The Pythagorean Theorem, as it is generally called, has had other names. It is not uncommonly called the pons asinorum (see [page 174]) in France. The Arab writers called it the Figure of the Bride, although the reason for this name is unknown; possibly two being joined in one has something to do with it. It has also been called the Bride's Chair, and the shape of the Euclid figure is not unlike the chair that a slave carries on his back, in which the Eastern bride is sometimes transported to the wedding ceremony. Schopenhauer, the German philosopher, referring to the figure, speaks of it as "a proof walking on stilts," and as "a mouse-trap proof."

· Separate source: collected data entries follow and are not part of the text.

PR #833, opened 2017-02-10
Grzes 770 auth reorganize

adamalton:
This is just #814 with a couple of changes to the CHANGELOG.


adamalton:
Closes #814, #770

PR #840, opened 2017-02-15
Clean up the result fetching code

Kazade:
This results in a number of improvements/changes:

 - Queries are now fetched in cursor.execute() not during iteration which is more like other backends. This has the nice side-effect that Django Debug Toolbar now correctly shows query times
 - Results are not wrapped in generators, making tracebacks from Djangae/AppEngine much more readable
 - SelectCommand.execute() now returns the number of returned results, so cursor.rowcount is correctly set
 - Transforms which are applied to entities are now outside _fetch_results() making the code lots more readable, and also makes profiling easier
 - Performance should be marginally improved due to fewer variables / function calls

PR checklist:
- [x] Updated CHANGELOG.md 


asendecka:
Looks good to me. Happy to see `while` loop gone and the readability of the code improved immensely. 👍

PR #445, opened 2022-03-14
Fix multiple resources logs

### LINKED ISSUE #438: `task` Logs are failing for multiple resources
For some reason logs are failing when having multiple resources seems that schema.ResourceData is nil 

```sh
panic: interface conversion: interface {} is nil, not *schema.ResourceData
```

DavidGOrtega:
- closes #438


casperdcl (approved):
well it's a fairly accurate error message so "my take on prose" is probably not needed.

Python is so much more legible... `d = data.get('d', {})['ResourceData']` will auto-raise as useful a `KeyError` if needed.

PR #460, opened 2022-03-29
Destroy instance if runner does not sync

DavidGOrtega:
Destroy the instance if the runner is unavailable

 - closes https://github.com/iterative/cml/issues/926


0x2b3bfa0 (approved):
🎉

An interesting theory suggested by the proposition is that of computing the sides of right triangles so that they shall be represented by rational numbers. Pythagoras seems to have been the first to take up this theory, although such numbers were applied to the right triangle before his time, and Proclus tells us that Plato also contributed to it. The rule of Pythagoras, put in modern symbols, was as follows:

n² + ((n² - 1)/2)² = ((n² + 1)/2)²,

the sides being n, (n² - 1)/2, and (n² + 1)/2. If for n we put 3, we have 3, 4, 5. If we take the various odd numbers, we have

n = 1, 3, 5, 7, 9, ···,
(n² - 1)/2 = 0, 4, 12, 24, 40, ···,
(n² + 1)/2 = 1, 5, 13, 25, 41, ···.

Of course n may be even, giving fractional values. Thus, for n = 2 we have for the three sides, 2, 1-1/2, 2-1/2. Other formulas are also known. Plato's, for example, is as follows:

(2n)² + (n² - 1)² = (n² + 1)².
If 2n = 2, 4, 6, 8, 10, ···,
then n² - 1 = 0, 3, 8, 15, 24, ···,
and n² + 1 = 2, 5, 10, 17, 26, ···.

This formula evidently comes from that of Pythagoras by doubling the sides of the squares.[81]

Theorem. In any triangle the square of the side opposite an acute angle is equal to the sum of the squares of the other two sides diminished by twice the product of one of those sides by the projection of the other upon that side.

Theorem. A similar statement for the obtuse triangle.